Все это заставляло русские политические круги поторопиться с попыткой собственного решения ливонской проблемы».

Здесь может встать вопрос: почему же от первого своего проявления воинственности во время посольства 1554 года до фактического начала военных действий московский царь тянул почти четыре года? Если он так жаждал войны и решился на нее давно, что нельзя не видеть из всех заявлений его дипломатов и его собственного приводимого выше письма насчет притеснения русской церкви, то зачем ему понадобились эти годы? Ведь они давали возможность ливонской стороне, которой были ясны намерения Москвы, лучше подготовиться к отпору.

Причин, объясняющих такое поведение царя, можно назвать две.

Согласно первой из них, можно допустить, что, будучи неискушенным в политике и не понимая всех ее тонкостей, Грозный мог по наивности надеяться убить двух зайцев: сначала получить с соседей недоимку за пятьдесят лет, а затем, завоевав их, добрать все остальное.
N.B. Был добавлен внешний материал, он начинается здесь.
PR #1331, opened 2024-04-20
finalize 2.15.0

YamatoSecurity:
@hitenkoku @fukusuket I decided to release 2.15.0 with the `windash` support to give people time to upgrade before we stop doing the `windash` conversion on the backend.

### DIFF
--- a/CHANGELOG-Japanese.md
+++ b/CHANGELOG-Japanese.md
@@ -6,6 +6,7 @@
 
 - Sigmaルールの `windash`フィールド修飾子 (例: `|contains|windash:`と`|contains|all|windash:`)に対応した。 (#1319) (@hitenkoku)
   - https://sigmahq.io/docs/basics/modifiers.html#windash
+  - 注意: 現在、バックエンドでは、以前のバージョンのHayabusaと互換性があるようにルール内の`windash`の使用を変換しているが、5月末ごろには、`windash`の使用をそのままにする予定なので、それまでにこのバージョンにアップデートしてください。
 
 **バグ修正:**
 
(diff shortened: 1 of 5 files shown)


hitenkoku (approved):
LGTM

YamatoSecurity:
@hitenkoku Sorry, could you check why this is failing? https://github.com/Yamato-Security/hayabusa/actions/runs/8761069797

fukusuket (commented):
This seems to be caused by the following changes :(
(It was probably compiled with `0.11.0` before, and now it's compiled with `0.10.x`)
- https://github.com/console-rs/dialoguer/blob/master/CHANGELOG.md#breaking
- https://github.com/console-rs/dialoguer/pull/277

In my environment, the issue was resolved by upgrading to version 0.11 or higher as shown below!
- https://github.com/Yamato-Security/hayabusa/blob/finalize-2.15.0/Cargo.toml#L22
- `dialoguer = "0.11.*"`

YamatoSecurity:
@fukusuket Thanks! It still wasn't working just by updating dialoguer in Hayabusa for me but when I updated it in hayabusa-evtx it now compiles without any error.

fukusuket (approved):
hayabusa evtx also uses dialoger, so this is probably the cause! I think it's better to update this as well:) LGTM🚀

https://github.com/Yamato-Security/hayabusa-evtx/blob/15f9f4a502d6b04fd6ee8c42dc3dc36a8b3e2bd1/Cargo.toml#L34

fukusuket (approved):
hayabusa evtx also uses dialoger, so this is probably the cause! I think it's better to update this as well:) LGTM🚀

https://github.com/Yamato-Security/hayabusa-evtx/blob/15f9f4a502d6b04fd6ee8c42dc3dc36a8b3e2bd1/Cargo.toml#L34

Issue #505, opened 2024-02-05
Rename and Trash Icons stay after hover


chinm4:
When navigating up on the sidebar over the Rename and Trash icons the icons are staying there permanently until hovered again
![afterhoveringuponeachfilesicons](https://github.com/vizhub-core/vzcode/assets/90073238/42df2d7f-f862-4c4f-b0e3-fb5fb0e0f3f5)

curran:
Are you on the latest `main`?

curran:
Interesting... I cannot reproduce it.

curran:
If we change the hover display for those buttons to be done with CSS rather than JS, I think that would solve this issue.

Otherwise, we may need to listen for more types of mouse events. Maybe it's not getting the mouse out, or there may be some issue with event bubbling out of the tooltip.

curran:
Possibly related to these new changes

https://github.com/vizhub-core/vzcode/pull/493

curran:
Another idea on this: the problem seems to be caused by mouse events on the tooltip. What if we just disable all pointer events for the tooltip? That could be an easy fix.

curran:
Here's an idea for a fix: move the state of the hovered item up one level in the component tree.

Or maybe we could just use CSS to show/hide the icons when you hover on the parent.

curran:
Finally fixed in https://github.com/vizhub-core/vzcode/pull/617 !

PR #522, opened 2024-02-09
issue505 first draft

MandingoBrandon:
https://github.com/vizhub-core/vzcode/pull/new/issue505

### DIFF
--- a/src/client/VZSidebar/Item.tsx
+++ b/src/client/VZSidebar/Item.tsx
@@ -1,21 +1,10 @@
-import {
-  useState,
-  useCallback,
-  useRef,
-  useEffect,
-} from 'react';
-import { EditSVG, FileSVG, TrashSVG } from '../Icons';
-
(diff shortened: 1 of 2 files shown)


curran (changes requested):
This PR has lots of additional changes that are unrelated to the issue at hand. The existing comments need not be deleted. 

I don't understand why the new state fields were added for tracking when the buttons are hovered.

Here's what I would suggest:

 * Start fresh by branching off `main`
 * Try making a small surgical change that removes the `const [isHovered, setIsHovered] = useState(false);` line
 * Try making the icons show and hide by leveraging CSS, something kind of rule like "show the icons when the parent is hovered.

Thanks!

curran:
Another idea: there's only ever _one_ hovered item. What if we track that state higher up in the component tree? That might solve it.

curran:
#505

Если принять во внимание высокомерное, пренебрежительное отношение царя Ивана ко всем без исключения, как союзникам, так и недругам, и учитывая сформировавшуюся в нем к тому времени абсолютную и глубокую уверенность в том, что он умнее и дальновиднее всех на свете, то сделанное допущение не покажется абсурдным.

Но для нас куда важнее вторая причина, объясняющая проволочку царем развязывания войны.

К тому времени московский самодержец полностью определился с формой отношений с соседями, и такой формой для Ивана Васильевича стала война. Азарт захвата уже полностью обуял его. Но оставался открытым вопрос: с кого начинать? Ливония была не единственным объектом, привлекавшим внимание владельца кремлевского трона, были и другие, манившие к себе не меньшим соблазном. И вот время, начиная с первого ливонского посольства и до нападения на Ливонию, то есть годы с 1554 по 1557 включительно, а в особенности последние из них полтора года, то есть время, наступившее после астраханского завоевания, кроме надежды на Дерптскую дань, прошли для русского царя в выборе жертвы для очередной агрессии. И этот выбор обнаружил громадную разницу взглядов Грозного от взглядов ближайшего окружения относительно объекта очередного завоевания и, как следствие, еще больше обострил противоречия между царем и его командой.